**TASK DESCRIPTION**
Where the records below show a line containing "PR #91, opened 2022-07-07", start copying; end with the line containing "1. Run cspell", and copy it too.

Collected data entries

::::::::::

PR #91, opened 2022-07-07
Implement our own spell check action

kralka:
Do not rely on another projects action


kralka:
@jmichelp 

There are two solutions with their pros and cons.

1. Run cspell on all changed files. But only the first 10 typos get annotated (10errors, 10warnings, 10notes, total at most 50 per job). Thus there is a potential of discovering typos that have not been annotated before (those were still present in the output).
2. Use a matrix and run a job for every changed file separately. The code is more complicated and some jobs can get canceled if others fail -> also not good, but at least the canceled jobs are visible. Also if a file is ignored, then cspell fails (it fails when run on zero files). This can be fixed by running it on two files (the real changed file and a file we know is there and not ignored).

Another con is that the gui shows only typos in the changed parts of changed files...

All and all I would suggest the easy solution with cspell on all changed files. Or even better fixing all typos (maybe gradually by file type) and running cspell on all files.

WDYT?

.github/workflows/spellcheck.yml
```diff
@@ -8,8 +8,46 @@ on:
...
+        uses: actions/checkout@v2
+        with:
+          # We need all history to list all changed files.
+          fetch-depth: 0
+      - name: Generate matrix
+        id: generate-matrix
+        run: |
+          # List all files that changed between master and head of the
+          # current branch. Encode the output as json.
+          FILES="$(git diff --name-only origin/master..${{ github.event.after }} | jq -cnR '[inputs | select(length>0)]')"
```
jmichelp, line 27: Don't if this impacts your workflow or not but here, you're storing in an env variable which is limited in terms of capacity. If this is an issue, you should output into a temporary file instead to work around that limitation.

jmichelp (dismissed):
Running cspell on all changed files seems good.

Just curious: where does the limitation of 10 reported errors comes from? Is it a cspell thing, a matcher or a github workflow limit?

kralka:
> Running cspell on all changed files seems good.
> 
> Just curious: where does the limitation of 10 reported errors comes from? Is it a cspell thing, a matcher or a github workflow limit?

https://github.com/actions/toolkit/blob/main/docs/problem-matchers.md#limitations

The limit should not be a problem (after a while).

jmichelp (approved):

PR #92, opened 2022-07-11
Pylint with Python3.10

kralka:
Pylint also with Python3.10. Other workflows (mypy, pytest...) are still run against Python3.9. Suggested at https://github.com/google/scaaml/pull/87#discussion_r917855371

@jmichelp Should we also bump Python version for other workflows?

::::::::::

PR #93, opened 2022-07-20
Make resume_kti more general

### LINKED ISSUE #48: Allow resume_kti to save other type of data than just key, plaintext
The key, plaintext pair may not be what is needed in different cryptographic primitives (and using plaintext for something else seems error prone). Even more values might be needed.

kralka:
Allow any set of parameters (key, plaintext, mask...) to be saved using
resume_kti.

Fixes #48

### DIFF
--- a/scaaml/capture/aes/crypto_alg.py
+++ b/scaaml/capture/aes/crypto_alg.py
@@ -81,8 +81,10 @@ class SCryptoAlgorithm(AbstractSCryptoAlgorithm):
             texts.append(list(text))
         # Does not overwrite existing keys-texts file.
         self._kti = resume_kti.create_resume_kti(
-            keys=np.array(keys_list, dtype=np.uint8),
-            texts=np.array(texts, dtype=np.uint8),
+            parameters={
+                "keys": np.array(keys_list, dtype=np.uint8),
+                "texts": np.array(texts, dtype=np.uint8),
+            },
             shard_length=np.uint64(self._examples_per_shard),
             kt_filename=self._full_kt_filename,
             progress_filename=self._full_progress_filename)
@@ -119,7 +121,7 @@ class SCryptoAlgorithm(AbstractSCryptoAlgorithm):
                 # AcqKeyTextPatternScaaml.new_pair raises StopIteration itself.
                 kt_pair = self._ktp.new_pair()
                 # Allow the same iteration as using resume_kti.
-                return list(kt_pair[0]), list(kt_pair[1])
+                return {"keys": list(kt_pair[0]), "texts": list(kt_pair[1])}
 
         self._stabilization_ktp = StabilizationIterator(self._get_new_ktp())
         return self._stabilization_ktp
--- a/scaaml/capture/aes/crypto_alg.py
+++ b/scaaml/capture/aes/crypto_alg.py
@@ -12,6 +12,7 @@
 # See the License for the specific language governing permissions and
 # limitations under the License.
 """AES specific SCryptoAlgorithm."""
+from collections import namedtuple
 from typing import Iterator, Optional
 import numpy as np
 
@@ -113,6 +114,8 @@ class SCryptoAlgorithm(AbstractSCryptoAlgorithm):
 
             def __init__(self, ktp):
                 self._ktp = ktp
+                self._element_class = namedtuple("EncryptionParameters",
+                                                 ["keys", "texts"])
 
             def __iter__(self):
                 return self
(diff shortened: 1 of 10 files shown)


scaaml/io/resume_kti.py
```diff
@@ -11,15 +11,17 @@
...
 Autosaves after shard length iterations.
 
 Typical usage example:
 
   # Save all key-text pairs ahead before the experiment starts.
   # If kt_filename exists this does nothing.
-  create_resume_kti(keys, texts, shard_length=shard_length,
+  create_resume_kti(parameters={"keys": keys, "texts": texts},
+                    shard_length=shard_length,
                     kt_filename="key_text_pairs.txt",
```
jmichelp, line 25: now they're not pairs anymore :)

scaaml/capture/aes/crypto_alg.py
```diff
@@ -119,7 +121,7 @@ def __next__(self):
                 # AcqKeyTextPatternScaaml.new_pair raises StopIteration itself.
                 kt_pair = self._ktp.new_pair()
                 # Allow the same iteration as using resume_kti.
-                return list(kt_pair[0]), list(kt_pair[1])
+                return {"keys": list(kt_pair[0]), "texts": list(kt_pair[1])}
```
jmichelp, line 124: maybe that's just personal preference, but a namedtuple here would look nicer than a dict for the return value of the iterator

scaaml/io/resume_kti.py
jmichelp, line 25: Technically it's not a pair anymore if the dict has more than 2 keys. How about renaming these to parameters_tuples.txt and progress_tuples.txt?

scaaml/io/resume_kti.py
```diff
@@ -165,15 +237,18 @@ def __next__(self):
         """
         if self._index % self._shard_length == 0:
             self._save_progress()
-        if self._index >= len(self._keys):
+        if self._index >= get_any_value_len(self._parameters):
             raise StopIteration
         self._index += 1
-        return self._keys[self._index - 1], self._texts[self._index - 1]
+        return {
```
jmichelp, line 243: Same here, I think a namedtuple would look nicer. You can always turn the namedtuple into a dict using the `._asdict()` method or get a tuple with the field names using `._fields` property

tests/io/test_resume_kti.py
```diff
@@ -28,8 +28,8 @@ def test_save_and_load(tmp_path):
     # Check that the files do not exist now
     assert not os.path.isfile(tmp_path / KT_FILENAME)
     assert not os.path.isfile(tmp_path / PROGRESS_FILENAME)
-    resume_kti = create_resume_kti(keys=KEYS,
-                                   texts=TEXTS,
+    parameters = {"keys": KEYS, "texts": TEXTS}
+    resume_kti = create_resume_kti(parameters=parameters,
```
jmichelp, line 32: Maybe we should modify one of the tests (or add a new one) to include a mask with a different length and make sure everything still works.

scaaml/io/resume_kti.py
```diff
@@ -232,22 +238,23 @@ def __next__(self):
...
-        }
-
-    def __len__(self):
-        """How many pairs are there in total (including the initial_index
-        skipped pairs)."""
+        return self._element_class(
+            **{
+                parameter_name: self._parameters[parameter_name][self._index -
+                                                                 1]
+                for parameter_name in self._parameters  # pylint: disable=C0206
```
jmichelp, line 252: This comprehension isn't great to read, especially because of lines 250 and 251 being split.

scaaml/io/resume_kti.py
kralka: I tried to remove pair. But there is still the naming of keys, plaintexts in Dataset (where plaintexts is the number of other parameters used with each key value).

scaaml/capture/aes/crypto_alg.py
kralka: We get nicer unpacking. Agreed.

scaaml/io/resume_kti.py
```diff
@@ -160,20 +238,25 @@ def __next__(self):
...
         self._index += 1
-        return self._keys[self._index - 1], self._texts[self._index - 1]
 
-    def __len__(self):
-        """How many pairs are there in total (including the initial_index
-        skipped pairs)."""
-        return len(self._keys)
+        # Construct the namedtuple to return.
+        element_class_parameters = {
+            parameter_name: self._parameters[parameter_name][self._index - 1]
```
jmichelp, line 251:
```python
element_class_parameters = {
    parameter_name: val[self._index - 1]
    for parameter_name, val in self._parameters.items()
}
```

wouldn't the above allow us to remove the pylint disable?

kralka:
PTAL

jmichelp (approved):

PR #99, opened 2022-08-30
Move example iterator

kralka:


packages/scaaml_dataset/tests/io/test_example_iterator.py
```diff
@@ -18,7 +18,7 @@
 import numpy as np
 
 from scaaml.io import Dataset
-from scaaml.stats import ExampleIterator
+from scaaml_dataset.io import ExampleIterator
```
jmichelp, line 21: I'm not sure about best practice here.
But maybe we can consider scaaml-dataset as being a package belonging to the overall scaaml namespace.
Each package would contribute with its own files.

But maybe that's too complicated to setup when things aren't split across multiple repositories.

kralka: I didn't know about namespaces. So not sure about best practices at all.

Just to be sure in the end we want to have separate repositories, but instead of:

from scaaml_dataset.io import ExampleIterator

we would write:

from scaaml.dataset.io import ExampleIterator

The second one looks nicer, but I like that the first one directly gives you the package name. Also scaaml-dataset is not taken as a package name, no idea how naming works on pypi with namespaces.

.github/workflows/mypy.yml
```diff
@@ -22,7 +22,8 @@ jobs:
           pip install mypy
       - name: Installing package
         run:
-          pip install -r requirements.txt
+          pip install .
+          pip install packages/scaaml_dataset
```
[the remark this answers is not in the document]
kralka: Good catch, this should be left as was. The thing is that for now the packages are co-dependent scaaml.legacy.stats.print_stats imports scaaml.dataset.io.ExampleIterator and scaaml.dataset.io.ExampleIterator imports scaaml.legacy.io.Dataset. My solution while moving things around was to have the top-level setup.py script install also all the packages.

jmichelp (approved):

::::::::::

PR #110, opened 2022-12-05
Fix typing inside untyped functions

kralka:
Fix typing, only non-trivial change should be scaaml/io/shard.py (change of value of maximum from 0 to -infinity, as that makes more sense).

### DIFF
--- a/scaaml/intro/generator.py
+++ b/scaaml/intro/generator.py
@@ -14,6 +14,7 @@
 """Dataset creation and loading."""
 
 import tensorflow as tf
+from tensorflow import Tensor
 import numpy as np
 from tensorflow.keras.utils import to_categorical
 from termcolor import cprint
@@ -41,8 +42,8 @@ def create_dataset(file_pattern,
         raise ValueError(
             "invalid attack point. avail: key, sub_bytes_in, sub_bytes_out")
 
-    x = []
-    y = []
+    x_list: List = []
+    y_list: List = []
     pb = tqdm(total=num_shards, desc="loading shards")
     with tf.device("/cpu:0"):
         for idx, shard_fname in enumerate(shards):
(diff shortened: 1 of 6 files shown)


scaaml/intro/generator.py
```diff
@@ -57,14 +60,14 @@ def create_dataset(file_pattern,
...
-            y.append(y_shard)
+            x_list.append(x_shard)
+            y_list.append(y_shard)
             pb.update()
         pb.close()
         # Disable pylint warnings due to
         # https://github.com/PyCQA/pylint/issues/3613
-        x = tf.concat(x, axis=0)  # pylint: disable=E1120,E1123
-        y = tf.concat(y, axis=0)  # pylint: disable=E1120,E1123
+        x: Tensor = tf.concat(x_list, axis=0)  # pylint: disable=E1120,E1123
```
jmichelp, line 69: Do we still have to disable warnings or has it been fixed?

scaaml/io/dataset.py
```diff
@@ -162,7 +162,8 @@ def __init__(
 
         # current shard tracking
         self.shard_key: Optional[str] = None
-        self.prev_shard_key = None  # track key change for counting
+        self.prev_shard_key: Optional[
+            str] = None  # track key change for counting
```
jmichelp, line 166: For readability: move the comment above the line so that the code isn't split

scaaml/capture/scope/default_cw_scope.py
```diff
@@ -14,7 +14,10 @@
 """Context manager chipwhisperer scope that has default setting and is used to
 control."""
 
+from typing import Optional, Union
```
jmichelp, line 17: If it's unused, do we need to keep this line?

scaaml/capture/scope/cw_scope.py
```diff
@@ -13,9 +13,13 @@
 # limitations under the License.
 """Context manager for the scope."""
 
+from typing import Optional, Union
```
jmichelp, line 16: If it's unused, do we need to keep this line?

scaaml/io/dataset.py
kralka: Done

::::::::::

**EXERCISE OUTPUT**
PR #91, opened 2022-07-07
Implement our own spell check action

kralka:
Do not rely on another projects action


kralka:
@jmichelp 

There are two solutions with their pros and cons.

1. Run cspell on all changed files. But only the first 10 typos get annotated (10errors, 10warnings, 10notes, total at most 50 per job). Thus there is a potential of discovering typos that have not been annotated before (those were still present in the output).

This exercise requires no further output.